PR #101, opened 2020-04-28
Option to return maps with :__msg__ key instead of structs

vans163:
A little hacky but I could not find a better way to do this without breaking some stuff. 

I am open to clean it up based on suggestions, but the basic idea is to have a way to return maps insteads of structs.  Structs are not very flexible (example put_in does not work) and other shenanigans.


whatyouhide:
@vans163 you can always convert a struct to a map yourself via `Map.from_struct/1`. Closing this as we don't plan to support it in the library itself. Thanks anyways! 💟

vans163:
> @vans163 you can always convert a struct to a map yourself via `Map.from_struct/1`. Closing this as we don't plan to support it in the library itself. Thanks anyways! heart_decoration

You can, then you will have the outer struct as a map but all nested structs + lists of structs will still be structs.

Np.

PR #238, opened 2026-09-22
fix(font-metrics): measure missing CJK glyphs at 1em under Notdef policy

kookyleo:
## Problem

kookyleo/markon#102: CJK message labels in a PlantUML sequence diagram render with their glyphs piled on top of each other.

```plantuml
@startuml
actor User
participant Client
User -> Client: 输入账号密码
Client --> User: 登录成功
@enduml
```

The embedded DejaVu Latin subset has no CJK glyphs, so under `MissingGlyphFallback::Notdef` (the policy plantuml-little uses) every ideograph measured as `.notdef`, about 0.6em. The six-character label above got `textLength="46.8076"` at 13px (7.8px per char) instead of 78. Browsers draw CJK at 1em and, with `lengthAdjust="spacing"`, squeeze the glyphs back into the short `textLength`, so they overlap; participants were also spaced too tightly for the labels.

Java PlantUML measures on AWT's composite `SansSerif` font, which falls through to a CJK slot where these chars are 1em.

## Change

`crates/font-metrics/src/ttf_parser.rs`: under the `Notdef` policy, a missing char with East Asian Width W/F (Hangul, Kana, Han incl. extensions, Yi, fullwidth forms — `is_east_asian_wide`) measures 1em. The `Space` policy used by mermaid-little is untouched; d2 does not use this crate.

## Verification

- New `cjk_message_label_is_measured_full_width` in `plantuml-little/tests/port_sequence_render.rs`: labels measure 78 / 52px and the lifeline gap fits them. Fails before the fix (46.8076).
- Two font-metrics unit tests (Notdef → 1em for Han/Kana/Hangul/fullwidth; Space policy unchanged).
- `cargo test -p plantuml-little`: 4416 passed, 0 failed; the Java reference-SVG suite needed no golden changes (no fixture contains CJK). font-metrics 9/9, mermaid-little green.
- Rendered with resvg + a CJK fallback font: before reproduces the issue screenshot; after the labels are clean, viewBox width 458 → 490.

To reach markon this needs a `supramark-font-metrics` 0.1.x patch release (plantuml-little depends on `^0.1`).


g65537 (approved):
Reviewed the diff against the base code and verified the claims locally.

- Root cause holds: `char_advance` only reaches the new branch when the char is absent from the face's cmap, so callers that supply a real CJK font are unaffected; under `Notdef` the embedded DejaVu Latin subset measured ideographs at the `.notdef` advance (~0.6em), and Java's composite `SansSerif` measures them on a CJK slot at 1em, which is also what browsers draw.
- Blast radius checked: only plantuml-little constructs `TtfParserMetrics` with the default `Notdef` policy. mermaid-little opts into `Space` (its CJK fixtures are unchanged, `space_fallback_keeps_east_asian_wide_at_space_width` locks that), d2-little only uses the `Metrics` trait via its own emulation/host impls, and the host/FFI callback paths never enter `char_advance`. No plantuml reference fixture contains CJK, so the reference-SVG suite is unaffected (confirmed green in CI).
- Ran `cargo test -p supramark-font-metrics` (9/9) and `port_sequence_render` (8/8) locally; with the base `ttf_parser.rs` the new test fails with `46.8076` as described, so it really guards the fix.
- `is_east_asian_wide` cross-checked against Unicode 16 EastAsianWidth: every listed range is W/F apart from U+3248..U+324F (circled numbers on black square, EAW=A) which ride along in the `3041..33FF` span. Emoji are deliberately excluded, keeping `missing_glyph_notdef_fallback` valid.

Non-blocking nits, fine to leave for a follow-up:
- U+3248..U+324F are EAW=A rather than W; harmless but the doc comment says W/F only.
- A few W blocks CJK fonts do cover are not listed: Enclosed Ideographic Supplement (U+1F200..U+1F265), Kana Supplement / Extended-A/B (U+1B000..U+1B16F). Rare in diagram labels.
- The description says d2-little does not use this crate; it does depend on `supramark-font-metrics` for the `Metrics` trait, it just never routes through `TtfParserMetrics`, so the conclusion stands.

CI is fully green. Approving.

———

- INSTRUCTIONS TO FOLLOW
For each line in the records that contains the word "tests", make a copy.

- WRITTEN ANSWER
- New `cjk_message_label_is_measured_full_width` in `plantuml-little/tests/port_sequence_render.rs`: labels measure 78 / 52px and the lifeline gap fits them. Fails before the fix (46.8076).
- Two font-metrics unit tests (Notdef → 1em for Han/Kana/Hangul/fullwidth; Space policy unchanged).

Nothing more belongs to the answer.